Top of ENTRIES SHOWN

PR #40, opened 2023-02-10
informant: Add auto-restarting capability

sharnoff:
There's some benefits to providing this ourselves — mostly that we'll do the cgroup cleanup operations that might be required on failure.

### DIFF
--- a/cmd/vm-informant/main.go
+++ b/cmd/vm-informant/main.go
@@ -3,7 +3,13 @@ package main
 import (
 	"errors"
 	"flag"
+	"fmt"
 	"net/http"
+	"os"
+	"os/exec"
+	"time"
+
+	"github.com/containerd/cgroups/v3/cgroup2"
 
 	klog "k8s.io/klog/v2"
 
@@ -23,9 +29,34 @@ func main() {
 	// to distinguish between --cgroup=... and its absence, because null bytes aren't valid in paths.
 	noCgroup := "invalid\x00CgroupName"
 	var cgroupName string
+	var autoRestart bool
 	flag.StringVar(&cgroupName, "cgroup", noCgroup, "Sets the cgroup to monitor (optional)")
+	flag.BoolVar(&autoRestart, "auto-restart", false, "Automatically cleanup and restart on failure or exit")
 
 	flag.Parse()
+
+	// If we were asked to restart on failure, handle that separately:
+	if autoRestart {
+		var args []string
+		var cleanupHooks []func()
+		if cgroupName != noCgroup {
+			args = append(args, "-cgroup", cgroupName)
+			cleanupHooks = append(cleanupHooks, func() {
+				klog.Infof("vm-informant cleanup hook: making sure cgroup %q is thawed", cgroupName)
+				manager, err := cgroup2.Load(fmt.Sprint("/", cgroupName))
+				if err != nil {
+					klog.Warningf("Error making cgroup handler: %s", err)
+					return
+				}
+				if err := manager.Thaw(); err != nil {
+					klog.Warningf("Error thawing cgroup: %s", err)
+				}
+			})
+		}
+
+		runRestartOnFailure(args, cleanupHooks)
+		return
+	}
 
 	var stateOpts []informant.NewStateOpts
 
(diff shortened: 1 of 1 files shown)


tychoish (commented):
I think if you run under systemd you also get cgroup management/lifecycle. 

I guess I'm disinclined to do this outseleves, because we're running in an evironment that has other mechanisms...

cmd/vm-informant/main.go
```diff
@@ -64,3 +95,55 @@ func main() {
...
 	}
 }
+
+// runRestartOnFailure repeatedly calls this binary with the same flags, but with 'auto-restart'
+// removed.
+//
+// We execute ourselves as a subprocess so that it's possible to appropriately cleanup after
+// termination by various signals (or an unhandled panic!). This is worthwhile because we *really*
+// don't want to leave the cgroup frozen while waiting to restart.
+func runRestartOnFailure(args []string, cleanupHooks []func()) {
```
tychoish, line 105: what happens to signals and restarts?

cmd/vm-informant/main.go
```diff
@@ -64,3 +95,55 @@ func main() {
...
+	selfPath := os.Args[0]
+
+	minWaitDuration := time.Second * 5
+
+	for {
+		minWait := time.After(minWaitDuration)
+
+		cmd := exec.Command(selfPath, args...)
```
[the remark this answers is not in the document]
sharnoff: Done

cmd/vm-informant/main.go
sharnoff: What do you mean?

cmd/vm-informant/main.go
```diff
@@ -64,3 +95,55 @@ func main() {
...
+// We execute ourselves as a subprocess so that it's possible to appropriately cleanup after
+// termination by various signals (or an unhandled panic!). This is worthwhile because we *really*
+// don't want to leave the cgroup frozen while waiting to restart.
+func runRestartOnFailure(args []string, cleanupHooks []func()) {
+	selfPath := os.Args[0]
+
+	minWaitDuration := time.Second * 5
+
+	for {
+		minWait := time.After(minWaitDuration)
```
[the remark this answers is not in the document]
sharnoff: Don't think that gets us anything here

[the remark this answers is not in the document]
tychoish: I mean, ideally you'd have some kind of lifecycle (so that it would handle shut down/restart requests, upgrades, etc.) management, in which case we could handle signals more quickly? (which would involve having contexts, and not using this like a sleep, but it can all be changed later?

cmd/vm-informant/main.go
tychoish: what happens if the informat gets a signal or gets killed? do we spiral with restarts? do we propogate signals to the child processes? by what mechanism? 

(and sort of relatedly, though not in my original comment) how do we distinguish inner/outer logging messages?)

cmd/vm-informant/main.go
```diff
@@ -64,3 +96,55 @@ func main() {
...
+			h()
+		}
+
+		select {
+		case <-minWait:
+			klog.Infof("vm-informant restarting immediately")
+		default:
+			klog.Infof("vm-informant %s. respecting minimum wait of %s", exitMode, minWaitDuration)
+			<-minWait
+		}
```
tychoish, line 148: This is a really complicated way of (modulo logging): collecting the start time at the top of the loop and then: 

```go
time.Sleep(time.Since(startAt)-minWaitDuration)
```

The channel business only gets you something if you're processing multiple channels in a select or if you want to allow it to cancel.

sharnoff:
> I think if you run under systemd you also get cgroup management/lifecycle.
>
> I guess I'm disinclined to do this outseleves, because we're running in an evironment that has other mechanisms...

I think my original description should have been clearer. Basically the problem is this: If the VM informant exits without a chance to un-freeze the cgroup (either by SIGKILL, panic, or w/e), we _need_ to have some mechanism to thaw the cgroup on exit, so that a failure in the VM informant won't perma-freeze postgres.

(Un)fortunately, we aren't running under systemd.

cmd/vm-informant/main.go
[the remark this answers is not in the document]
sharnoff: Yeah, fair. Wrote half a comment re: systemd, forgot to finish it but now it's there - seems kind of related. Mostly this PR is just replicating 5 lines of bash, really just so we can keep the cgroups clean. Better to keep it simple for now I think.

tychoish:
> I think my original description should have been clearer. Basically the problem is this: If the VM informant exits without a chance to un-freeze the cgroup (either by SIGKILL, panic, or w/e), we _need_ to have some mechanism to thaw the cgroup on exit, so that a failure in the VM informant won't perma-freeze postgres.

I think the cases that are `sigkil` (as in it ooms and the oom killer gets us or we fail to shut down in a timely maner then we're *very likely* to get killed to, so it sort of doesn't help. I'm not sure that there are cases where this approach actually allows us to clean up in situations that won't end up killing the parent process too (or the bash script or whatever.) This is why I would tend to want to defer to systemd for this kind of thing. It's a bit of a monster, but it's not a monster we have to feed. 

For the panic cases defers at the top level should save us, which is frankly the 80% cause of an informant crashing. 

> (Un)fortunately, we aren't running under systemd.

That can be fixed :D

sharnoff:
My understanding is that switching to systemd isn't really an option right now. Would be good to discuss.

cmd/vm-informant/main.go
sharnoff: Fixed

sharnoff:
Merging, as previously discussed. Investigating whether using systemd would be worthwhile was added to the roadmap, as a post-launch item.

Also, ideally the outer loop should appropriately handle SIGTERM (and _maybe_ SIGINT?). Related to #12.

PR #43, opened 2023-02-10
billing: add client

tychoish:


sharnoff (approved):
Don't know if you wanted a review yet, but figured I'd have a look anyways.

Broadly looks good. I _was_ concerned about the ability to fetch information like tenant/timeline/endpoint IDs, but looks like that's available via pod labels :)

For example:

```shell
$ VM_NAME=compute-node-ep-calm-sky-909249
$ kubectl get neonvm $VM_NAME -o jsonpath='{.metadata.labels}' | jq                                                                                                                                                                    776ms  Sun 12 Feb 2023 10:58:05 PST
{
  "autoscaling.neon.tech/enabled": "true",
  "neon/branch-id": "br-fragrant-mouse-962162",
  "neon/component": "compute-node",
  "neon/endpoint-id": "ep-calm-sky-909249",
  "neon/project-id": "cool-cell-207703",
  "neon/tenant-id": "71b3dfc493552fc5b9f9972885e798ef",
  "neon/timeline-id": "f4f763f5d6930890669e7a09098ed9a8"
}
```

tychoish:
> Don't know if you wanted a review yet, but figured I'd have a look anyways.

Bottom of ENTRIES SHOWN

THE TASK => What is needed is every line of the records above that contains the word "making".

SOLUTION TO THIS TASK =>
+				klog.Infof("vm-informant cleanup hook: making sure cgroup %q is thawed", cgroupName)
+					klog.Warningf("Error making cgroup handler: %s", err)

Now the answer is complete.